» **WORK REQUIRED**:
Below is some data. Retype exactly the lines starting at the one with "1. The augmented-solve" and ending at the one with "The base-point activity".

» **SUPPLIED INFORMATION**:
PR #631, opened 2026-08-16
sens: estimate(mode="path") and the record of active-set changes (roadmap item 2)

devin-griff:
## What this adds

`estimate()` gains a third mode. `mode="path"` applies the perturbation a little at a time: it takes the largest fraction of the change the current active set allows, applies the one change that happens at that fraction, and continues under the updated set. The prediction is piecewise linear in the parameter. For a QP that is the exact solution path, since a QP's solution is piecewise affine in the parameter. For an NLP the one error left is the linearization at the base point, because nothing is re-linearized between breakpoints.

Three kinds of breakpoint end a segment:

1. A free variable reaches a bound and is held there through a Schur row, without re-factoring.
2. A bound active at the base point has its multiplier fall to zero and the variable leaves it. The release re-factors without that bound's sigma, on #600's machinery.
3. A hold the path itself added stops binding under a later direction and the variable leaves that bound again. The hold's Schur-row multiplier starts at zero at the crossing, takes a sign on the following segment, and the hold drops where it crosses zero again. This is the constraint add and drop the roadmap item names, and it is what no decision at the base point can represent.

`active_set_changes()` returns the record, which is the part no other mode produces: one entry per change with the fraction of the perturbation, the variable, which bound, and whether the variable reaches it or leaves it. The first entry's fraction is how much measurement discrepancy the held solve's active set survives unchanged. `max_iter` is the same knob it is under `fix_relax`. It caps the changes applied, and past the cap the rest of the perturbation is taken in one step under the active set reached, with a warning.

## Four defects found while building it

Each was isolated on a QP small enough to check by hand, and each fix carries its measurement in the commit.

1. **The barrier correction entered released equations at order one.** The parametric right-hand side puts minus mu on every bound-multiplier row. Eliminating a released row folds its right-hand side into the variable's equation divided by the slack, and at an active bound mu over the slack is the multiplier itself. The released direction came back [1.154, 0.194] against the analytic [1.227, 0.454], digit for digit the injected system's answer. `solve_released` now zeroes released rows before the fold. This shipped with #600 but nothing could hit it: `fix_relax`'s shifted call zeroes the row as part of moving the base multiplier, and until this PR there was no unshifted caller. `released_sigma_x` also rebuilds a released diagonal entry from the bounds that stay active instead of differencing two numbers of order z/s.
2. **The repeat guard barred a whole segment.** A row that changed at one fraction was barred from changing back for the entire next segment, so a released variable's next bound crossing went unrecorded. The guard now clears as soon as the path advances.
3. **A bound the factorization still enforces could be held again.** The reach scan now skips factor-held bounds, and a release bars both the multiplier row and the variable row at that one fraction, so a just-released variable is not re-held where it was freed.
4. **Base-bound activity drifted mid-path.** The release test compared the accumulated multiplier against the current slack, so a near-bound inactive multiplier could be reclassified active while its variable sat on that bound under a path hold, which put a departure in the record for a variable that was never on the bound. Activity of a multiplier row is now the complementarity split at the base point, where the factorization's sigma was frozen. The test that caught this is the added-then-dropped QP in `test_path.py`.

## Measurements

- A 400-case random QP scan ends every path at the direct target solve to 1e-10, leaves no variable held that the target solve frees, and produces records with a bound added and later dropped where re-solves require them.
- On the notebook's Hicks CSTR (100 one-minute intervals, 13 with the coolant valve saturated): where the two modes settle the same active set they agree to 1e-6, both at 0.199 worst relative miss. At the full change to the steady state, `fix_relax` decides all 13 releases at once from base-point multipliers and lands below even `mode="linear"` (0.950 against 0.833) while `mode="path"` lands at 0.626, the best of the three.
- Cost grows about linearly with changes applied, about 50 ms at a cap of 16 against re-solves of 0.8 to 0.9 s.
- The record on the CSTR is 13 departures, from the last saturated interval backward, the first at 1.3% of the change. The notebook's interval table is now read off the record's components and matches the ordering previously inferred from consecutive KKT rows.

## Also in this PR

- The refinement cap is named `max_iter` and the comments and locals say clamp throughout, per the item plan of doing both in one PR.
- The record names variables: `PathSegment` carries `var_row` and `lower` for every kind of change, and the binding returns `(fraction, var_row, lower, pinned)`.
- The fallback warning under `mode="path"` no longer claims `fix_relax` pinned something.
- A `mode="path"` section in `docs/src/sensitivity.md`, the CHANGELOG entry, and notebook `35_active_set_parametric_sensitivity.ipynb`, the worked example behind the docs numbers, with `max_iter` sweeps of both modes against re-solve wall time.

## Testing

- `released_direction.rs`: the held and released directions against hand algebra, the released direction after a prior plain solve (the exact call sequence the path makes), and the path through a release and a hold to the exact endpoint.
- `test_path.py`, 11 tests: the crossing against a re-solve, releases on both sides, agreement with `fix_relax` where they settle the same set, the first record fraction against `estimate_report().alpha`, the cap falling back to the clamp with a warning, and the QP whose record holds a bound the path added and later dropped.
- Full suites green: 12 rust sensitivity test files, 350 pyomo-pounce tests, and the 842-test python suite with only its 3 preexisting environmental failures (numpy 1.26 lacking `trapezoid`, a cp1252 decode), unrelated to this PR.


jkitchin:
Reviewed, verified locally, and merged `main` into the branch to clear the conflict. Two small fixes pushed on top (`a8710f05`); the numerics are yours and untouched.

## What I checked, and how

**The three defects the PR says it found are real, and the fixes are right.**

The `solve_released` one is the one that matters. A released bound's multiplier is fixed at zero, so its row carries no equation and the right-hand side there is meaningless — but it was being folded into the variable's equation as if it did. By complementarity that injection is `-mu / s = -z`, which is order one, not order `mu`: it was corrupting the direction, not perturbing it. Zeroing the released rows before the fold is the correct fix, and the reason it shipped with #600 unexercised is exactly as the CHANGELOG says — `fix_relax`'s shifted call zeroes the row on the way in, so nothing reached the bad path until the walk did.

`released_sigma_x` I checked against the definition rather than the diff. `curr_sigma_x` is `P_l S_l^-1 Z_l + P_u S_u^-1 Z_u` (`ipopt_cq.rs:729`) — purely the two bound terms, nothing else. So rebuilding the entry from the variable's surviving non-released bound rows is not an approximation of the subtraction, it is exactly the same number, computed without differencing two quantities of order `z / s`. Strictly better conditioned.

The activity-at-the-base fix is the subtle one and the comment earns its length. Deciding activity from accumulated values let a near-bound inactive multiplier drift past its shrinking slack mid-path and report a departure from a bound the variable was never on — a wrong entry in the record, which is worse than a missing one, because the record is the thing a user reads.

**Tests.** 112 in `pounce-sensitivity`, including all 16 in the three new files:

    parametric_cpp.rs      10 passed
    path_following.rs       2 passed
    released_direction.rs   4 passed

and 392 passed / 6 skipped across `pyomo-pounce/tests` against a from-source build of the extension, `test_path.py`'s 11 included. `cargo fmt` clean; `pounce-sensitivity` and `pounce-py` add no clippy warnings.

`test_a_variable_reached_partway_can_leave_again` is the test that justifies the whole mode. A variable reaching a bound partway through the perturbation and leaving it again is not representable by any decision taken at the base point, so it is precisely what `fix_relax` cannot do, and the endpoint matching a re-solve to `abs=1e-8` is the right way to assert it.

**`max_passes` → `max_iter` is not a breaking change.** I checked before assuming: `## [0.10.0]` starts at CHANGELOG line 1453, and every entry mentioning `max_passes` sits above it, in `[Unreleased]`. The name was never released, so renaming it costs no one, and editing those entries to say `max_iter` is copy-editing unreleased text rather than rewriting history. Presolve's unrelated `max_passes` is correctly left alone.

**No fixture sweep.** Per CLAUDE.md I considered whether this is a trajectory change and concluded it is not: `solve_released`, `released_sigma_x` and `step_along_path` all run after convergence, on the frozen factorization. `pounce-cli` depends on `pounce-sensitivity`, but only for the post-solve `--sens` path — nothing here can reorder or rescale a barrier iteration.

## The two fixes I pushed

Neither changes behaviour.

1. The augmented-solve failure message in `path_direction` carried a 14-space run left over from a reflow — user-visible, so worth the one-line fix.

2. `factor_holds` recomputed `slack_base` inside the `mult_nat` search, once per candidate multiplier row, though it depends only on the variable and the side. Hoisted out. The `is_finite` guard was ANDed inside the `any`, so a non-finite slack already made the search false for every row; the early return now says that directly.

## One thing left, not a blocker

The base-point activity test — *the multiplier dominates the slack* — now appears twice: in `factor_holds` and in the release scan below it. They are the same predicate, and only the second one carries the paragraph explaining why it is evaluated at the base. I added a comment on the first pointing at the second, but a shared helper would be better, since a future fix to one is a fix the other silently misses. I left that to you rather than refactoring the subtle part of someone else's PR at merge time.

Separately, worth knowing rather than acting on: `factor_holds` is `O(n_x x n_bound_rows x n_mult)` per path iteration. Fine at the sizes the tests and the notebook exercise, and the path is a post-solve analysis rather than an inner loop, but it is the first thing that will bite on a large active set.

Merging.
---
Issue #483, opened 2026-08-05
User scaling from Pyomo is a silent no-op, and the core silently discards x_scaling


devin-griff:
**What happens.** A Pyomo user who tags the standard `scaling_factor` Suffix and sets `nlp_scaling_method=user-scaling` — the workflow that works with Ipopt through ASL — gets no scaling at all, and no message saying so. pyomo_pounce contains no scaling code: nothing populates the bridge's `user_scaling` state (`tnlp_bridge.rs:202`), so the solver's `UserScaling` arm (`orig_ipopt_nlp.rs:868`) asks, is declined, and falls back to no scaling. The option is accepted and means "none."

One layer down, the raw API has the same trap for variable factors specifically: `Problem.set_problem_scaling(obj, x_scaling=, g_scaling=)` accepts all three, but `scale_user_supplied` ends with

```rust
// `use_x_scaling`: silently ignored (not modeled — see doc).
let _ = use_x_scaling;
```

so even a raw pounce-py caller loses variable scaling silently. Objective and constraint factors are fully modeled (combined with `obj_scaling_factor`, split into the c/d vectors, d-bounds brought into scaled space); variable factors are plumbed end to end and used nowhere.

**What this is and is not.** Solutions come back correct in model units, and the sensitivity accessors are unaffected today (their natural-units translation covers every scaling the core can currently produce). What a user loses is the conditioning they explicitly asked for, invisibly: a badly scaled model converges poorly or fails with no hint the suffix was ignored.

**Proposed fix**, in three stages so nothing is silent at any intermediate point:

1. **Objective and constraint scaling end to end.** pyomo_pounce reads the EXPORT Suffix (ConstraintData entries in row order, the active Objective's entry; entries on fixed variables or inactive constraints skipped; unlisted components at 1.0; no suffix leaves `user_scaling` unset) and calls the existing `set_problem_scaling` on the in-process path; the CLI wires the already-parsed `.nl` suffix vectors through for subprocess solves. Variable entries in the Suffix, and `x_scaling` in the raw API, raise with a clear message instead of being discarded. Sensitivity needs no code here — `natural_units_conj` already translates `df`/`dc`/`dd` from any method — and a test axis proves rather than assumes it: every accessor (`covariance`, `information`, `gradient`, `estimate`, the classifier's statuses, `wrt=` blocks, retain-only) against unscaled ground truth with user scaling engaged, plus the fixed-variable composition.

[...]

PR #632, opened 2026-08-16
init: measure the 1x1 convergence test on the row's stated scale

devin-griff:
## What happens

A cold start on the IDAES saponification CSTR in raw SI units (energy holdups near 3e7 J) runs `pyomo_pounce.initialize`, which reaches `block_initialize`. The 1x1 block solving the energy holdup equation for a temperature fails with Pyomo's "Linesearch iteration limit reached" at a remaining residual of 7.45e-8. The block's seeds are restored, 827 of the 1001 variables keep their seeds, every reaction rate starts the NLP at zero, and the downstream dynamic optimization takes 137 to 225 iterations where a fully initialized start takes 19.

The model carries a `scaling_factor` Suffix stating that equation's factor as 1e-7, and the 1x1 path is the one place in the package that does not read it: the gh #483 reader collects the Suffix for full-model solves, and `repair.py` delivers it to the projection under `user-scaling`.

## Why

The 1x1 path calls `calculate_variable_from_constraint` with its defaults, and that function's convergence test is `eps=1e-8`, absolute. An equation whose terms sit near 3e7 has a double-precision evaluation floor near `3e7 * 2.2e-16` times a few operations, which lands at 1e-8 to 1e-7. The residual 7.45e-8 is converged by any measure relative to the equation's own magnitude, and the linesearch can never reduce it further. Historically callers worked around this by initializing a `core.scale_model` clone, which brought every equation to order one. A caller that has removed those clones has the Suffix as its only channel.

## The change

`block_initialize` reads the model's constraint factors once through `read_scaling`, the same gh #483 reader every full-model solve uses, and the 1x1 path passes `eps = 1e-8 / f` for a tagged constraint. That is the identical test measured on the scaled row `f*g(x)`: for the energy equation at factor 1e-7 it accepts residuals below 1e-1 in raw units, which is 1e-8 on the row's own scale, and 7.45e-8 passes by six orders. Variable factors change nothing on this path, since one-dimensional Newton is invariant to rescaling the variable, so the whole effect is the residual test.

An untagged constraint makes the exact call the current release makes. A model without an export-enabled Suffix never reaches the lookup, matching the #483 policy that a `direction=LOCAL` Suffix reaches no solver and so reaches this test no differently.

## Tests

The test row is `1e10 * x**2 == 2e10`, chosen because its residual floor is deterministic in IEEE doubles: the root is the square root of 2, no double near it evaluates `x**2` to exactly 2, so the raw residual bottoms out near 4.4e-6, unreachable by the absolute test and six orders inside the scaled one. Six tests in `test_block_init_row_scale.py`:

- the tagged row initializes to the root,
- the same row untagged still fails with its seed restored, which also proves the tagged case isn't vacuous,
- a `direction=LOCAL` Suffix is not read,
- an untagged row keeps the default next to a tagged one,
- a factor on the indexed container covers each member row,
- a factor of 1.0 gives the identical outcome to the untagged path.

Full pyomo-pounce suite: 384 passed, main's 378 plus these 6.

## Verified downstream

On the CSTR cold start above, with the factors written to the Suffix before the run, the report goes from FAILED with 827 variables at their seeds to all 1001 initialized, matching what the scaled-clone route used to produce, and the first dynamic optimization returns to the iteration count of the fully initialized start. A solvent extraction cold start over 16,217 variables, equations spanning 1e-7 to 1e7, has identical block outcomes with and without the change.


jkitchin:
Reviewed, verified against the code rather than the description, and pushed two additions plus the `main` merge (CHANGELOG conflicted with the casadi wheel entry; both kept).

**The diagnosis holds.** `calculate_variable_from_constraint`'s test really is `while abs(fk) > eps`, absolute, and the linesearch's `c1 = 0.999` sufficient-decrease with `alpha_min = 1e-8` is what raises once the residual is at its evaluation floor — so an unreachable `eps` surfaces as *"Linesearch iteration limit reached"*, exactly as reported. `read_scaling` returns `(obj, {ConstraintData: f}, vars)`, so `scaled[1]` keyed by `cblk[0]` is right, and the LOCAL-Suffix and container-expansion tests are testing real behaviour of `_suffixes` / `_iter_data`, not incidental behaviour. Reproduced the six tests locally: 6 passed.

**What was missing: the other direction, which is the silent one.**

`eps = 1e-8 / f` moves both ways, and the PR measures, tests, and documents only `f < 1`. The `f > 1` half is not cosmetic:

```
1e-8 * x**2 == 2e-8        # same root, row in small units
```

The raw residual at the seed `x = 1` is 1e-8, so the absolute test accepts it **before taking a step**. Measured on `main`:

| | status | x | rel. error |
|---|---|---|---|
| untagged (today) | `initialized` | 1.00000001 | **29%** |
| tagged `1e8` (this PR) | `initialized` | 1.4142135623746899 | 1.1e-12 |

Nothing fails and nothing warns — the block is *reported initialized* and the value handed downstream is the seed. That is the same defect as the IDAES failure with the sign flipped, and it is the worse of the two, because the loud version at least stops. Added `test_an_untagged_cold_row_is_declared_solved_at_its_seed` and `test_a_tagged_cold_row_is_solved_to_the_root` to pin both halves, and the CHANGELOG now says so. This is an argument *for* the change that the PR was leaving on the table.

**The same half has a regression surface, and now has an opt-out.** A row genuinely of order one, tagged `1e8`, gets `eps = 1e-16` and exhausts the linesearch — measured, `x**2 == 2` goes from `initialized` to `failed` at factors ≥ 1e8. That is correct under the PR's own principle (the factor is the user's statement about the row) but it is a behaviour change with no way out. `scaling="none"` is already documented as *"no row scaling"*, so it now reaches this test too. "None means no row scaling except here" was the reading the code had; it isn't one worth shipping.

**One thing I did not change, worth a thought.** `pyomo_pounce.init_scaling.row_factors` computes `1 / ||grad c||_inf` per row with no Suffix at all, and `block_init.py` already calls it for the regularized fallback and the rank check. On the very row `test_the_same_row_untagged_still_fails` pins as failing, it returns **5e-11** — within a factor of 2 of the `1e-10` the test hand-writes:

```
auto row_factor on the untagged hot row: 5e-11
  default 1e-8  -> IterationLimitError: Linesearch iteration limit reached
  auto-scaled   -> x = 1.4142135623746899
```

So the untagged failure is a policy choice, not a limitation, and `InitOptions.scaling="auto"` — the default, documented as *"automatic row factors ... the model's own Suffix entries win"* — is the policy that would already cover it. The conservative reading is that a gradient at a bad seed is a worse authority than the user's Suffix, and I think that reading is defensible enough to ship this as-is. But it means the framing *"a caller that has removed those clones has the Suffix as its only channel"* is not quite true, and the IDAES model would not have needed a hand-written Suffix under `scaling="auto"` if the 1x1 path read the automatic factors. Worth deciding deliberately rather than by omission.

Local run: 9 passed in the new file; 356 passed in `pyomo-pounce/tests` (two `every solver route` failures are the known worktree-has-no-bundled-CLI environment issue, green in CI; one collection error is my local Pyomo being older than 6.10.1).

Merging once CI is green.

» **RESPONSE BELOW**:
1. The augmented-solve failure message in `path_direction` carried a 14-space run left over from a reflow — user-visible, so worth the one-line fix.

2. `factor_holds` recomputed `slack_base` inside the `mult_nat` search, once per candidate multiplier row, though it depends only on the variable and the side. Hoisted out. The `is_finite` guard was ANDed inside the `any`, so a non-finite slack already made the search false for every row; the early return now says that directly.

## One thing left, not a blocker

The base-point activity test — *the multiplier dominates the slack* — now appears twice: in `factor_holds` and in the release scan below it. They are the same predicate, and only the second one carries the paragraph explaining why it is evaluated at the base. I added a comment on the first pointing at the second, but a shared helper would be better, since a future fix to one is a fix the other silently misses. I left that to you rather than refactoring the subtle part of someone else's PR at merge time.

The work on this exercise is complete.